======== Source data ========
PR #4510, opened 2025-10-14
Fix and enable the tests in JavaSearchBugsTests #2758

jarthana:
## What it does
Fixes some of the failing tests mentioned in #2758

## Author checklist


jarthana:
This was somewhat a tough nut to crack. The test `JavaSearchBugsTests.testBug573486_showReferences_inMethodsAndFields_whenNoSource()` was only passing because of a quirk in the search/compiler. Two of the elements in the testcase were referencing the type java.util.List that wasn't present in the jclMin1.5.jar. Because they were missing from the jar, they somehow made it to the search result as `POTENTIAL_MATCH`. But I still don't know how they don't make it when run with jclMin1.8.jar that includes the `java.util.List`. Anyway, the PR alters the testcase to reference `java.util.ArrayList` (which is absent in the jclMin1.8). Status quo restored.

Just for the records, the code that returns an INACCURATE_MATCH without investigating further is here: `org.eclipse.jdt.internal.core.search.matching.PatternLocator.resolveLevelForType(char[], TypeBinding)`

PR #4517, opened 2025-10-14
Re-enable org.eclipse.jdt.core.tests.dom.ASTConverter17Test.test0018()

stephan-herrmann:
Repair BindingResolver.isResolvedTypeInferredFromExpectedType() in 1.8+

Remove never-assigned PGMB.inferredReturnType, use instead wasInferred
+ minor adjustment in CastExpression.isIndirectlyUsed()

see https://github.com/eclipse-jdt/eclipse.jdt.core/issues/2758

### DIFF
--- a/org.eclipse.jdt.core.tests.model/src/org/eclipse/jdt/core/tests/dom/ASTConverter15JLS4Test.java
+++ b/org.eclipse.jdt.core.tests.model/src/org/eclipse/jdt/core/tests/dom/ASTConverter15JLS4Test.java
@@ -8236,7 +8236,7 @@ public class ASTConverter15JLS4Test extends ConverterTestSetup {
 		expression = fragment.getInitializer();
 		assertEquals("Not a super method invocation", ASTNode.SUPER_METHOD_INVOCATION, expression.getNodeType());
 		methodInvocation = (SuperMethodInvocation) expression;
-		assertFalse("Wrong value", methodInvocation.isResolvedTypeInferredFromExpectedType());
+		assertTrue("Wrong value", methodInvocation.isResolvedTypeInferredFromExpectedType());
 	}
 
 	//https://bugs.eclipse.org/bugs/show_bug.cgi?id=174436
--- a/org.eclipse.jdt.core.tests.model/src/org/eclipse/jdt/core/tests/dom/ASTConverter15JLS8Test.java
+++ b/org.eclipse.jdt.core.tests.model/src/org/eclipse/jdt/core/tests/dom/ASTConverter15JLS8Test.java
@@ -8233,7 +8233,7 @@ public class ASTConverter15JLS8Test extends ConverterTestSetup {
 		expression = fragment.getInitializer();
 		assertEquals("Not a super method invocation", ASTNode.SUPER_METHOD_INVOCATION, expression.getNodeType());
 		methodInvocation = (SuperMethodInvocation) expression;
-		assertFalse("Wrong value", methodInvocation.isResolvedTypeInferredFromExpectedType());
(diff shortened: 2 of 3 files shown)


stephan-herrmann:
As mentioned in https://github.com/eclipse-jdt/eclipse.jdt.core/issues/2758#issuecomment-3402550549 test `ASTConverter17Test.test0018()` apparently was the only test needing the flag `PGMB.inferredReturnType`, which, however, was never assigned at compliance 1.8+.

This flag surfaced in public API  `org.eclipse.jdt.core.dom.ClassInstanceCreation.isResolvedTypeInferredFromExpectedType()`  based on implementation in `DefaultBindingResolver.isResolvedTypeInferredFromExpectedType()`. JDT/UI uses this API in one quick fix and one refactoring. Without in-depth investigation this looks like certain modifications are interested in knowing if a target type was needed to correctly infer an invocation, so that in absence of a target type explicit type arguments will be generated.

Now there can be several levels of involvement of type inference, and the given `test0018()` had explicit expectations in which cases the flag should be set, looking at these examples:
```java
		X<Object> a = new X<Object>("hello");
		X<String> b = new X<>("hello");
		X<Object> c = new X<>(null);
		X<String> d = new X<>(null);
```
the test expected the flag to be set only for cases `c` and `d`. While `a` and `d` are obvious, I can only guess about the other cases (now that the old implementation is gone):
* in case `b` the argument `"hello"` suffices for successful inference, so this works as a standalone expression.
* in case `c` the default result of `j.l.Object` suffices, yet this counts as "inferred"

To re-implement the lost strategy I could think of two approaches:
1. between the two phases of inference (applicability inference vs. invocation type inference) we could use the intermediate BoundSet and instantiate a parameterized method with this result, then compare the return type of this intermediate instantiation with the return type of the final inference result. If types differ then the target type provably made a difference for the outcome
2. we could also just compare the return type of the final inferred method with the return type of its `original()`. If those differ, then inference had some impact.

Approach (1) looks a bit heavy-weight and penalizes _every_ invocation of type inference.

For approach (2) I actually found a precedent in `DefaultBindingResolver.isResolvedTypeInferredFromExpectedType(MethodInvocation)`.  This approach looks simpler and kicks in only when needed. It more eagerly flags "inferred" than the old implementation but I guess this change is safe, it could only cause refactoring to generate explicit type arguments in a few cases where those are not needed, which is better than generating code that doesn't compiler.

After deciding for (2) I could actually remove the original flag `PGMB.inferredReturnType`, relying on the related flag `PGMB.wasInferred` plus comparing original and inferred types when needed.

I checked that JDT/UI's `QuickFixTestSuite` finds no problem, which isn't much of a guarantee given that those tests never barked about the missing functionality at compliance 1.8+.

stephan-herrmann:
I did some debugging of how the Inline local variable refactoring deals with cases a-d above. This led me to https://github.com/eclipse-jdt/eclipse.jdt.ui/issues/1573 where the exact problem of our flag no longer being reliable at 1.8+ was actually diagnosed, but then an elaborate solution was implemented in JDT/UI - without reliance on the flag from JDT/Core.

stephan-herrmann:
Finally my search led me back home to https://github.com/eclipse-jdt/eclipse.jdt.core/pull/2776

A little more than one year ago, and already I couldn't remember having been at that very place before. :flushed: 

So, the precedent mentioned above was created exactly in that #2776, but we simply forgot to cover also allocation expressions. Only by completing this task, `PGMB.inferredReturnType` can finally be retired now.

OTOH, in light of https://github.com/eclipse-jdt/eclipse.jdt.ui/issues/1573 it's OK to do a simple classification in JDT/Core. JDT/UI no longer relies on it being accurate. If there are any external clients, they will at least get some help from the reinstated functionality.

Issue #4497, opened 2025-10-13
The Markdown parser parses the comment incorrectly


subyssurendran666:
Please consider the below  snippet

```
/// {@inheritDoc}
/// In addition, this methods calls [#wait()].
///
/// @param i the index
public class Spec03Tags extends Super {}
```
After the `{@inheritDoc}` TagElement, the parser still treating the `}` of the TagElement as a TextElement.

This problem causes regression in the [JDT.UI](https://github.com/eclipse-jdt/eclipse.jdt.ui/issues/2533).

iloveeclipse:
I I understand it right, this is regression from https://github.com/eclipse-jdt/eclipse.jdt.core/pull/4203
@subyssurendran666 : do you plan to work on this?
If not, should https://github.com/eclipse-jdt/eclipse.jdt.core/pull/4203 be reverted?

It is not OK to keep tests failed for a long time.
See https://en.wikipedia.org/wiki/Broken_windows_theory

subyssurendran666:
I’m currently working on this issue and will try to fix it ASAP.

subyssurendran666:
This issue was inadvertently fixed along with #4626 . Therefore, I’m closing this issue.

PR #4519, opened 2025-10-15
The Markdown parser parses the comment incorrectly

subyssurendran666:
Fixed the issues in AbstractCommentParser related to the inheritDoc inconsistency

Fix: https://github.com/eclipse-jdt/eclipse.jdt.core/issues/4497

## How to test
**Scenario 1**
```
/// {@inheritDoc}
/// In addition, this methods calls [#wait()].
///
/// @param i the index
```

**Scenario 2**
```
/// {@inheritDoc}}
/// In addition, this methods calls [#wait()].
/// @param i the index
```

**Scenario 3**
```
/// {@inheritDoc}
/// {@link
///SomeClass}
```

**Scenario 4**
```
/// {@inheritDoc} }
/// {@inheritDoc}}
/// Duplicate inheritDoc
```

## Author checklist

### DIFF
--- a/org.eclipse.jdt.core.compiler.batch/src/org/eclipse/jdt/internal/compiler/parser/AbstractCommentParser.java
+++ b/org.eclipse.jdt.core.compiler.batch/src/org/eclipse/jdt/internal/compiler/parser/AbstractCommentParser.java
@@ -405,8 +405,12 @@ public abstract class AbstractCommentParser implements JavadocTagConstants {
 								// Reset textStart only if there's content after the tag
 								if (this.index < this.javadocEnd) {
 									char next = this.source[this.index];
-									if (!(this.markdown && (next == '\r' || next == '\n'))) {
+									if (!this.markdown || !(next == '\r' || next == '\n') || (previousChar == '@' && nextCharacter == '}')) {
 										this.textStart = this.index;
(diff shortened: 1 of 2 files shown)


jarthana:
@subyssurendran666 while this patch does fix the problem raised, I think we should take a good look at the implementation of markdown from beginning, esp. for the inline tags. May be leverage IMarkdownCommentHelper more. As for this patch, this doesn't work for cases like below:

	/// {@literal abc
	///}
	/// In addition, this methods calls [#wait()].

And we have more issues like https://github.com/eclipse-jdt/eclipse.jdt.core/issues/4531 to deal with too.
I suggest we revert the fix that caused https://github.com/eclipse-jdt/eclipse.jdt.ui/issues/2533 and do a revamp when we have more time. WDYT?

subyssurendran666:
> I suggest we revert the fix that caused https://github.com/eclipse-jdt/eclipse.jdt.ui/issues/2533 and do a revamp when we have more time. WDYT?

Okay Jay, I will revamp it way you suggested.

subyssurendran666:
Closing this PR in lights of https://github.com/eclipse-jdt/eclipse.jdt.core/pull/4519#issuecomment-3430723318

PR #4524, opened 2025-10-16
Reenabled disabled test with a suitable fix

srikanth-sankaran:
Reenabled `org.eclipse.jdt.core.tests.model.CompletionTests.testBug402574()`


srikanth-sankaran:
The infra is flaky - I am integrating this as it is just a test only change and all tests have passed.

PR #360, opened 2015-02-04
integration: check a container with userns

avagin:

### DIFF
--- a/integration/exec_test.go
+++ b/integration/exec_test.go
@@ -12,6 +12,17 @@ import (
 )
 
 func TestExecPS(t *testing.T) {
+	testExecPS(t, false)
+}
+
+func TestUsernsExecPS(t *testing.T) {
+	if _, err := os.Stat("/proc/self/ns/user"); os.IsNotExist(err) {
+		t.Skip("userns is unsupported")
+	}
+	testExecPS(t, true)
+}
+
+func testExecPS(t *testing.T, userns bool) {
========
======== Source data ========
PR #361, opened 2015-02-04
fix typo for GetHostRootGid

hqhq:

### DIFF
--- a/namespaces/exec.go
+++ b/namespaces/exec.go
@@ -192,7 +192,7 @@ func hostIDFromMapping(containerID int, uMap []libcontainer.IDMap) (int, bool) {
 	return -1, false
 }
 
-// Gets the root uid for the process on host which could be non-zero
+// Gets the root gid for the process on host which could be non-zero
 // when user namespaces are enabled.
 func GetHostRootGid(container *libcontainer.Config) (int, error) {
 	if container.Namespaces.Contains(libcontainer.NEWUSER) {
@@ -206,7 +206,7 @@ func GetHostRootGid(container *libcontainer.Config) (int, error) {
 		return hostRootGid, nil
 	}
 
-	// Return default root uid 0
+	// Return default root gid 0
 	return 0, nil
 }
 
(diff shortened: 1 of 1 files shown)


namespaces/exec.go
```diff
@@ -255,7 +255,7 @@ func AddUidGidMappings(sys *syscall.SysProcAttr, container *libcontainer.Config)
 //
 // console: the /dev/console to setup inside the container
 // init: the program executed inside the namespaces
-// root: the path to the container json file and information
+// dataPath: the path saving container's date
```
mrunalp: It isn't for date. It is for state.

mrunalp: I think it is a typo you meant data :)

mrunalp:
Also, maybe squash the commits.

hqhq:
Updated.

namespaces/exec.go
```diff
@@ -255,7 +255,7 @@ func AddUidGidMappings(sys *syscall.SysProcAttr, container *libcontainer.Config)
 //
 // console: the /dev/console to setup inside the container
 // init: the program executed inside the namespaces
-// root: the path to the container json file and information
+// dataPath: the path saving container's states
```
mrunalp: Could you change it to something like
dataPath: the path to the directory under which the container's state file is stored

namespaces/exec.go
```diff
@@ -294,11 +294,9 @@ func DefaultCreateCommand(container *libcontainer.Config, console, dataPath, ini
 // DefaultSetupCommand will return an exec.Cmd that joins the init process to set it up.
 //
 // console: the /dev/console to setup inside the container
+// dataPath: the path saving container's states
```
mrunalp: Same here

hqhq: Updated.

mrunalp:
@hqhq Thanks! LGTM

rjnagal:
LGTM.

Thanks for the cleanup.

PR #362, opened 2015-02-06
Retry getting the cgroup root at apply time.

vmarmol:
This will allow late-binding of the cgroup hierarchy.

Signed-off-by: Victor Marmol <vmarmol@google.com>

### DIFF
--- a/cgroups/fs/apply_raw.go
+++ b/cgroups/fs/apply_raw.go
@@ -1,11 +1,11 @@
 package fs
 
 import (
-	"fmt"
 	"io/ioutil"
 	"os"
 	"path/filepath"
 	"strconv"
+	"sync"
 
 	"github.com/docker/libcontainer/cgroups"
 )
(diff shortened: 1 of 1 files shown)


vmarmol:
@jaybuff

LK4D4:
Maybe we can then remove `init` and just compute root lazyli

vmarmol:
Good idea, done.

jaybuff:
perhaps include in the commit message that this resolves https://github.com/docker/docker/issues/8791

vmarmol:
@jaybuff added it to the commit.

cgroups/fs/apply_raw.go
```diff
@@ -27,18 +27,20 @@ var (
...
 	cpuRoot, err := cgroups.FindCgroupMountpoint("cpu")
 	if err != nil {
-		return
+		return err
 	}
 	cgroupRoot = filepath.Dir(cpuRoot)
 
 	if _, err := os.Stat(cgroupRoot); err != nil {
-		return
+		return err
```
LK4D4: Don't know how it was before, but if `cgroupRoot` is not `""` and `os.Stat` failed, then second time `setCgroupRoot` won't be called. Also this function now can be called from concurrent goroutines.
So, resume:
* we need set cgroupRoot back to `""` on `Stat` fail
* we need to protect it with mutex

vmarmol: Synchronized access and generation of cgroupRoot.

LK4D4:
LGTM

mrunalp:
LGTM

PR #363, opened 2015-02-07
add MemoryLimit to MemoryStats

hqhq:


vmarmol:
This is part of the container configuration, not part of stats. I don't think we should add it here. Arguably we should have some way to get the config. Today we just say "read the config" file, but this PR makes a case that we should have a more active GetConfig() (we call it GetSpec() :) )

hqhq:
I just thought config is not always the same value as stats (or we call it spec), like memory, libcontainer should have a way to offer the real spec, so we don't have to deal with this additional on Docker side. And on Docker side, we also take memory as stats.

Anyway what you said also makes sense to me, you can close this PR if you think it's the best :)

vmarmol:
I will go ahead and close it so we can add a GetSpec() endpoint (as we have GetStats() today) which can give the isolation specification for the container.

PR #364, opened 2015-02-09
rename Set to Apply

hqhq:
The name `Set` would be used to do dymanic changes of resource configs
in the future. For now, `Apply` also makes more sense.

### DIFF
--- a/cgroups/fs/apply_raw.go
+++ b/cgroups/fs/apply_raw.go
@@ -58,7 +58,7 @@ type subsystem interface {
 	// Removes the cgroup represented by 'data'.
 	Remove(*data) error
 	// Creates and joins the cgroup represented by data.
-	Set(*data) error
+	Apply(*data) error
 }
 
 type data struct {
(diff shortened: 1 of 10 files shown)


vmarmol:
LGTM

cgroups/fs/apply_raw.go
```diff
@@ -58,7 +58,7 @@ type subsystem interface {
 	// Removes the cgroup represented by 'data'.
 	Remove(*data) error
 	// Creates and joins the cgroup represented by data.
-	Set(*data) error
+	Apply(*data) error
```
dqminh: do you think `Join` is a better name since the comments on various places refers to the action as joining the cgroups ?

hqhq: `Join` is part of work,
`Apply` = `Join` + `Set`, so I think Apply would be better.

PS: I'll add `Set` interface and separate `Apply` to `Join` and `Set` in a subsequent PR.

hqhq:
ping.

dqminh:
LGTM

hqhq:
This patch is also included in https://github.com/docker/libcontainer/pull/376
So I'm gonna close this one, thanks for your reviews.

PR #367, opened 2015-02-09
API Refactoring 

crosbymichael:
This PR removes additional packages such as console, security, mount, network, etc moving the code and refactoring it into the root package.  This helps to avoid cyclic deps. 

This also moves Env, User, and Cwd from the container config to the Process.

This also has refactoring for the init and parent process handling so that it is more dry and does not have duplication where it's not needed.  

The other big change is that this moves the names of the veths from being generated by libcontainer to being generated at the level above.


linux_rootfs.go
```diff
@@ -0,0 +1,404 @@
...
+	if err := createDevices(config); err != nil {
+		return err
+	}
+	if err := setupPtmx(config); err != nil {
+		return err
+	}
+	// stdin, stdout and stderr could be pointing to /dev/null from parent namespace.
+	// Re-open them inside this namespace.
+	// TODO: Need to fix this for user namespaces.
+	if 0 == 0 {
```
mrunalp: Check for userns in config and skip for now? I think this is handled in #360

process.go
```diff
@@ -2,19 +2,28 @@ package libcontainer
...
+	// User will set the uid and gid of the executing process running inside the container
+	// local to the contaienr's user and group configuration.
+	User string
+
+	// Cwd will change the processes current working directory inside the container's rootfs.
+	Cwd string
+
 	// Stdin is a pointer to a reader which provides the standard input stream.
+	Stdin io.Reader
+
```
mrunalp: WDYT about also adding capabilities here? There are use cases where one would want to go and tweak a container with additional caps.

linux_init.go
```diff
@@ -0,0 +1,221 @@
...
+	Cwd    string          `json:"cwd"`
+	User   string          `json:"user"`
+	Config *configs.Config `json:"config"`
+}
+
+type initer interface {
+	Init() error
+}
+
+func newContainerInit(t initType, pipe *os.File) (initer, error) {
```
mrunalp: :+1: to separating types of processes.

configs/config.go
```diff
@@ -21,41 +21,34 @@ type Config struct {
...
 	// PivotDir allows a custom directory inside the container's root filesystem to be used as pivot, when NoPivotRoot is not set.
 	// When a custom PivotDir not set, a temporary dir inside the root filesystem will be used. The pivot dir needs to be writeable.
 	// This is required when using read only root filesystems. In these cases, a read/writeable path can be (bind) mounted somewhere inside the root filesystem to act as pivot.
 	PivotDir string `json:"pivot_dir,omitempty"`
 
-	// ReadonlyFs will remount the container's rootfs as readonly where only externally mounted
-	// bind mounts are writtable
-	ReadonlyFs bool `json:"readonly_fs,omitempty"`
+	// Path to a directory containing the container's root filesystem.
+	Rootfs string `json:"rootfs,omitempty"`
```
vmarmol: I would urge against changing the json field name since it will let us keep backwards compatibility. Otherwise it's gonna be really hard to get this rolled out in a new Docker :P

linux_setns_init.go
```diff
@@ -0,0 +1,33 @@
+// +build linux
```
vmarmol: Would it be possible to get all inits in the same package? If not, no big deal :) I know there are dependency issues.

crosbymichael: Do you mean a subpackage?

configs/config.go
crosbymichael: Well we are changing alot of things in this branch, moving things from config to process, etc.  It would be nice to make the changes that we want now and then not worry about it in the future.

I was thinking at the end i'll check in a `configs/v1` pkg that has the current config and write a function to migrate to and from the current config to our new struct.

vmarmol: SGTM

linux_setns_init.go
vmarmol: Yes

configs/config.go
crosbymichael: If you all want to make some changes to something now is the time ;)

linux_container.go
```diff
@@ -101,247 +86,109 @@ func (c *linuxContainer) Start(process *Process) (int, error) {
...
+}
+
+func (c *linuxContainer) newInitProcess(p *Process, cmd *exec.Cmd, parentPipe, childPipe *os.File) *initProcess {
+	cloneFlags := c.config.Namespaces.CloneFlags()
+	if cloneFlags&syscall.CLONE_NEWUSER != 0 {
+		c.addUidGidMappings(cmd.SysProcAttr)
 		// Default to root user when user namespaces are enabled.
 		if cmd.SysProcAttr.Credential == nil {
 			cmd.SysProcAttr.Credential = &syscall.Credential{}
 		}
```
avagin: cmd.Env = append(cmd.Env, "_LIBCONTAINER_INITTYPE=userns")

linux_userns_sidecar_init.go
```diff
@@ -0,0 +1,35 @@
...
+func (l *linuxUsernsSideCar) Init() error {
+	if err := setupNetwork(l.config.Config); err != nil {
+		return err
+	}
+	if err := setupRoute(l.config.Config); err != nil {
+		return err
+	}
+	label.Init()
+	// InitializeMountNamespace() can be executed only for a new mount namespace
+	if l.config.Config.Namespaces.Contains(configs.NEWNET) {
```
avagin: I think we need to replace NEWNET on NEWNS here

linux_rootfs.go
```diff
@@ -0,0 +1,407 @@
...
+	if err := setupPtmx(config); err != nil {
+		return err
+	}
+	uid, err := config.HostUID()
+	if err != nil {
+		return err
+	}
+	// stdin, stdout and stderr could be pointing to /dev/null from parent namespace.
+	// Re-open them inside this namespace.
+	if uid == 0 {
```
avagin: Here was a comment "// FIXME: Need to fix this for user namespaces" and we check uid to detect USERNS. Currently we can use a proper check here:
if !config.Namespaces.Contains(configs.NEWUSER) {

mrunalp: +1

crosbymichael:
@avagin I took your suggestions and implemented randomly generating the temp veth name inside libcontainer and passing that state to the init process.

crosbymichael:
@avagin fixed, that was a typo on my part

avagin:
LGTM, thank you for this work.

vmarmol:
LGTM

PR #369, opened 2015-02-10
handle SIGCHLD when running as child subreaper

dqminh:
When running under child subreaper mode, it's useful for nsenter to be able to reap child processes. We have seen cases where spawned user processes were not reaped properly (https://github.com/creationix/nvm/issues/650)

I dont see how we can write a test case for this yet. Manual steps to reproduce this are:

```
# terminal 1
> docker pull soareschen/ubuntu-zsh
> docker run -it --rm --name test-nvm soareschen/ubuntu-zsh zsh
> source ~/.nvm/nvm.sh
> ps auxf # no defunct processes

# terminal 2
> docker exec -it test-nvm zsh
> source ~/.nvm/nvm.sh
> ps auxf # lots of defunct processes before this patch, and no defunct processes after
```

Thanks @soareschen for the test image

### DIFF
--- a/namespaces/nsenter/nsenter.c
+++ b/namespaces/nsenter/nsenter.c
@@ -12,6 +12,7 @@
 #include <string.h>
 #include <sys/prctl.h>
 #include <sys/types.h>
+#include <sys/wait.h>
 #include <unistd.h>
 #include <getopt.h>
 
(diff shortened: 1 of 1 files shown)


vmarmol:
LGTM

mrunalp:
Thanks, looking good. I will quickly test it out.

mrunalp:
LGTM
========
======== Source data ========
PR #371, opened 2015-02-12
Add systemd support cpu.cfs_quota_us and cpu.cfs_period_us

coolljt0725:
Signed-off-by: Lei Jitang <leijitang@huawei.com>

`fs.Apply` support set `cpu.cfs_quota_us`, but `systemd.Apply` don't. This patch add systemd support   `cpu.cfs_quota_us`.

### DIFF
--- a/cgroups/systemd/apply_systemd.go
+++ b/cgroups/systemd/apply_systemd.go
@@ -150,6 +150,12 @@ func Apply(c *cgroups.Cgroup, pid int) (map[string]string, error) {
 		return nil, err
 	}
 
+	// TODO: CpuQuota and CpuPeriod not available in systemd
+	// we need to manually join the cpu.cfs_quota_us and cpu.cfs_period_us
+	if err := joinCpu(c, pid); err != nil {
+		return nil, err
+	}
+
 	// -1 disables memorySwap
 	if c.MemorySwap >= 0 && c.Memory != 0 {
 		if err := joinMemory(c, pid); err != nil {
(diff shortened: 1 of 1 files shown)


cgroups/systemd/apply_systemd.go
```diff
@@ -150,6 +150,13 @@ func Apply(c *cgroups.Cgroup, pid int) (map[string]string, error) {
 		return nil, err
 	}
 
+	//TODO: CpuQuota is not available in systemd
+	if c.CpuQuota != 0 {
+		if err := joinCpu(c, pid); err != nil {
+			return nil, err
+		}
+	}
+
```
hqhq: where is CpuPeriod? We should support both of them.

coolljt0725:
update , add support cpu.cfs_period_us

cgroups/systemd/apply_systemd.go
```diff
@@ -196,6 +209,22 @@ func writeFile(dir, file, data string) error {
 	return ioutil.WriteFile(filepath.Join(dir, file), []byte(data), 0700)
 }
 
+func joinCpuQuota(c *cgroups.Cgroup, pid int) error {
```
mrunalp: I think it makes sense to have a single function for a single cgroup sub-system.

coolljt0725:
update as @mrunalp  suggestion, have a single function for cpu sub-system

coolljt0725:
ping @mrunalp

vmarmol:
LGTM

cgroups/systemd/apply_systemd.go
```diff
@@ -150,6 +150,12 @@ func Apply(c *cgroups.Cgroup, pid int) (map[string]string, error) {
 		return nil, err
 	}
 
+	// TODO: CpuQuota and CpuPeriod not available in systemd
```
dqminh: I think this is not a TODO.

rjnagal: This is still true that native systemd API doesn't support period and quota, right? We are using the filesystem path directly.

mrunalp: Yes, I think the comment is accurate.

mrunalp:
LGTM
========
## The problem
Reproduce word for word the material above, beginning with the line that contains "PR #4510, opened 2025-10-14" and ending with the line that contains "PR #4517, opened 2025-10-14".

## Result for this exercise
PR #4510, opened 2025-10-14
Fix and enable the tests in JavaSearchBugsTests #2758

jarthana:
## What it does
Fixes some of the failing tests mentioned in #2758

## Author checklist


jarthana:
This was somewhat a tough nut to crack. The test `JavaSearchBugsTests.testBug573486_showReferences_inMethodsAndFields_whenNoSource()` was only passing because of a quirk in the search/compiler. Two of the elements in the testcase were referencing the type java.util.List that wasn't present in the jclMin1.5.jar. Because they were missing from the jar, they somehow made it to the search result as `POTENTIAL_MATCH`. But I still don't know how they don't make it when run with jclMin1.8.jar that includes the `java.util.List`. Anyway, the PR alters the testcase to reference `java.util.ArrayList` (which is absent in the jclMin1.8). Status quo restored.

Just for the records, the code that returns an INACCURATE_MATCH without investigating further is here: `org.eclipse.jdt.internal.core.search.matching.PatternLocator.resolveLevelForType(char[], TypeBinding)`

PR #4517, opened 2025-10-14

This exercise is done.